I heard the sound of a brook as I pulled her into the bushes. And suddenly the ground dropped away and the girl and I went crashing and rolling down a short, steep bank into an icy stream. I cursed and hugged my elbow and got up onto my knees, in about five inches of water.
I suddenly realized that the harsh fake breathing had stopped. I got hold of the girl and wrestled her clumsily over to the muddy bank. There was an entirely new quality to her inertness, and I realized that this time it was genuine. She had gone headlong onto the rocks.
“You okay?” Sandy called in a hushed voice. He came cautiously down through the brush.
“Got wet and hit my elbow. Let’s get out of here.”
“Hold it,” he said. He bent over the girl and put his ear on her back. “Heart’s still thumping, man.”
“So what?”
He found a rock the size of a softball and forced it into my hand. “Finish it up, man. Take it all the way.”

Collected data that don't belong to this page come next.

PR #3665, opened 2022-01-31
chore(ARCH-466): start sb via talend/scripts in components and containers

jsomsanith-tlnd:

storybook setup is replicate in every packages with some parts in common, but dependencies and so adds maintenance burden.

Move storybook setup to ui-scripts has been done to obtain a zero config setup that fits our needs.
Now we just use it.


packages/components/.storybook/i18n.js
```diff
@@ -0,0 +1,5 @@
+import { namespaces as tuiNamespaces } from '@talend/locales-tui-components/namespaces';
+import { locales as tuiLocales } from '@talend/locales-tui-components/locales';
+
+export const namespaces = [tuiNamespaces];
+export const locales = [tuiLocales];
```
jmfrancois, line 5: this is a regression from current master which load locales from unpkg and go againts #3692

packages/components/src/ActionBar/ActionBar.stories.js
```diff
@@ -1,5 +1,4 @@
 import React from 'react';
-import { storiesOf } from '@storybook/react';
 import { action } from '@storybook/addon-actions';
```
jmfrancois, line 2: this looks weid to me to import package not specified in devDependencies 🤔

packages/components/package.json
```diff
@@ -70,15 +70,11 @@
     "uuid": "^3.4.0"
   },
   "devDependencies": {
-    "@storybook/addon-a11y": "^6.4.19",
-    "@storybook/addon-actions": "^6.4.19",
```
jmfrancois, line 74: this one is required by stories, we should keep it

jsomsanith-tlnd: I find it hard if we upgrade sb in the future, libs and apps have to know that starting this version of talend/scripts we need to sync our addon-action version to a compatible version.
Just an idea: what about exposing that from @talend/scripts-config-storybook-lib ? Not sure it's a good one

packages/components/talend-scripts.json
```diff
@@ -1,3 +1,6 @@
 {
-  "preset": "@talend/scripts-preset-react-lib"
+  "preset": "@talend/scripts-preset-react-lib",
+  "dynamic-cdn-webpack-plugin": {
+    "resolver": "@talend/module-to-cdn"
+  }
```
jmfrancois, line 5: why do you need this ? It is supposed to be the default value.

packages/components/package.json
```diff
@@ -56,7 +56,7 @@
     "react-bootstrap": "0.32.4",
     "react-debounce-input": "3.2.0",
     "react-draggable": "^4.4.4",
-    "react-grid-layout": "0.16.6",
+    "react-grid-layout": "^1.3.3",
```
jmfrancois, line 59: Screenshot 2022-03-01 at 15 25 20

😂

jsomsanith-tlnd: yeah.... 😅

.github/workflows/pr-demo.yml
```diff
@@ -32,6 +32,7 @@ jobs:
       - name: Install and build
         run: |
           yarn install --frozen-lockfile
+          yarn pre-release
```
jmfrancois, line 35: 😬 comes from the common cdn config

jmfrancois (approved):
just question around API.
looks good to me to point to storybook actions.
just have to check duplicate at upgrade times but seems acceptable.
Big thanks for this hard work Jimmy !

frassinier:
http://3665.talend.surge.sh/icons is not fully exhaustive

.github/workflows/pr-demo.yml
frassinier: why does it matter here?

packages/components/package.json
frassinier: In fact, actions are already in essentials package

packages/components/src/ActionBar/ActionBar.stories.js
frassinier: I can live with an exclusion from eslint at this point

frassinier:
Amazing work! Well done!

frassinier (approved):

packages/components/.storybook/i18n.js
```diff
@@ -0,0 +1,8 @@
+import { namespaces as tuiNamespaces } from '@talend/locales-tui-components/namespaces';
+import { namespaces as dsNamespaces } from '@talend/locales-design-system/namespaces';
+
+export const namespaces = [...tuiNamespaces, ...dsNamespaces];
+export const remoteLocalesMap = {
+	'tui-components': 'https://unpkg.com/@talend/locales-tui-components/locales/{{lng}}/{{ns}}.json',
+	'design-system': 'https://unpkg.com/@talend/locales-design-system/locales/{{lng}}/{{ns}}.json',
+};
```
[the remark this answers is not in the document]
jsomsanith-tlnd: It's configured in preview (i18n conf was imported at preview time) now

I balanced the heavy stone in my hand. I touched the roundness of the back of her head with my other hand, under the softness of her hair.
Sandy made a noise like a chicken.
I turned in a way that partially blocked his vision, and I struck down hard with the rock. I hit the hard mud close to her head. It made a convincing noise that would turn stomachs.
I stood up so abruptly I knocked him back against the slope. “Let get the hell out of here.”
“Is she...”
“Get moving!” I yelled at him. We scrambled up the bank. Sandy kicked her shoes into the brush. Shack and Nan had moved onto the back seat. They didn’t know or care whether the car was moving or standing still. We got back on the highway, and soon we were keening down around the curves of a long and dangerous hill.
A long time later Nan asked, leaning over between us, “Is she dead?”
“Like stone cold,” Sandy said.
“And I’m living,” Nan said.
“She had better legs, man,” Sandy said.
“So where is she? Walking, running?” Nan asked.
She leaned back. We rushed through the small hills, drifted through the silent, ugly, sleeping towns. Our headlights unraveled the patched roads.
“Fee fie fiddly-I-oh. Fee fie fiddly-I-oh, oh, oh, oh.”
We were with it. We rode right out there on the forward edge of it, like a dog with his nose in the wind. The square world was noplace. We were a fly, and a blind man sought to catch us in his fist.